After graduating at the Academy in Krakow, he started to work in an art gallery, selling classic Polish art, teaching him the business skills associated with selling art and the relationships with collectors. The owner of the gallery gave Grzegorz the opportunity to open a contemporary art gallery in the basement, for three years. Then he opened his own art gallery, which he ran for four years, “This work of selling” Grezogorz describes taught him another form of creativity, how to sell and how to run a business. He enjoyed building the exhibitions and putting his creativity into other artist’s shows, curating exhibitions, and describing how making an exhibition is to create a mood. However there was the other side, he explains, working with clients who regularly needed to be reminded or convinced of a piece of art that they were interested in, and finalising transactions. He didn’t paint as much, although he does emphasise he learnt a lot. That’s when he decided to find himself again as a painter and to go back to art. He graduated with a PhD at the Faculty of Art of the Pedagogical University of KEN in Krakow. He now exhibits his paintings as well as sculptures in wood, embracing his significant style as well as going back to the theories and combining the elements of everything that he learned.

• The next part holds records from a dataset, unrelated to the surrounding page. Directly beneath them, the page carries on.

PR #5671, opened 2017-05-20
Guanqun add unit tests

gavofyork:


gavofyork:
not building properly. @General-Beck ?

guanqun:
I used `cargo test -p ethjson` and it worked fine locally. What's the issue? I see "All checks have passed" from CI.

rphmeier:
@guanqun https://gitlab.parity.io/parity/parity/builds/54720 indicates that the build was skipped because it modified no Rust files, which definitely isn't true.

guanqun:
aha, I think I know the problem, here's the fix for it. https://github.com/paritytech/parity/pull/5668/commits/14b715bdc7e746801ed4e83af8654445d2d7366b

The original script only detects for "^js", interesting enough, I'm modifying "json"...

But I don't have permission to push to `guanqun-add-unit-tests`, probably someone can cherry-pick this commit.

arkpar:
This is really great, thanks a lot!

PR #5676, opened 2017-05-22
Parity-PubSub as a separate API.

tomusdrw:
Also enables generic pubsub for light client as well (I missed it in earlier).


arkpar:
needs a rebase

PR #5677, opened 2017-05-22
Adding CLI options: port shift and unsafe expose.

tomusdrw:
1. Allows to run two instances easily.
2. Allows to expose a node easily (for instance when running in Docker container or just playing around).
3. `--*-interface all` now implies `--*-hosts all` unless configured differently.

Most probably will need some merging with #5580

### DIFF
--- a/parity/cli/usage.txt
+++ b/parity/cli/usage.txt
@@ -83,7 +83,7 @@ Convenience Options:
                                    Includes network port and all servers (RPC, WebSockets, UI, IPFS, SecretStore).
                                    (default: {flag_ports_shift})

Grzegorz’s recent show is a collaboration of sculptures with wood, inspired by the workers in the ceramic factories, who created their own inspired creative works after hours. It is all quite coincidental, he tells me, he discovered these plates and vases that reminded him of his own work and a ‘pikasiaki’ style, a modern Polish term derived from Picasso. The artists were overlooked and not famous names, and if anything were embarrassed by the works, he emphasises. The collaboration is an embrace of these unrecognised creatives that are not part of the establishment, the art scene. As Grzegorz explains, the subject matter discusses the environment of collectors and the art world, who decides? He emphasises to me wryly. However his works are inspired by the pop art cultures, from Graffiti art, and artists such as Bacon, sculptor Alexander Calder, or the American painter Helen Frankenthaler. Then when I asked him, if he could have one painting, what would it be, he told me Origin of the World by Gustav Courbet, describing seeing it in the D`Orsay Museum, what astounded him though was how most people were too afraid to look at it.
He has exhibited his works at the CCA Ujazdowski Castle in Warsaw, the MOCAK Museum of Contemporary Art, the FAIT and AS galleries in Krakow and the Polish Institute in Vienna, LeGuern Gallery in Warsaw, the FAIT , UFO and AS galleries in Krakow and the Polish Institute in Vienna. He lives and works in Krakow.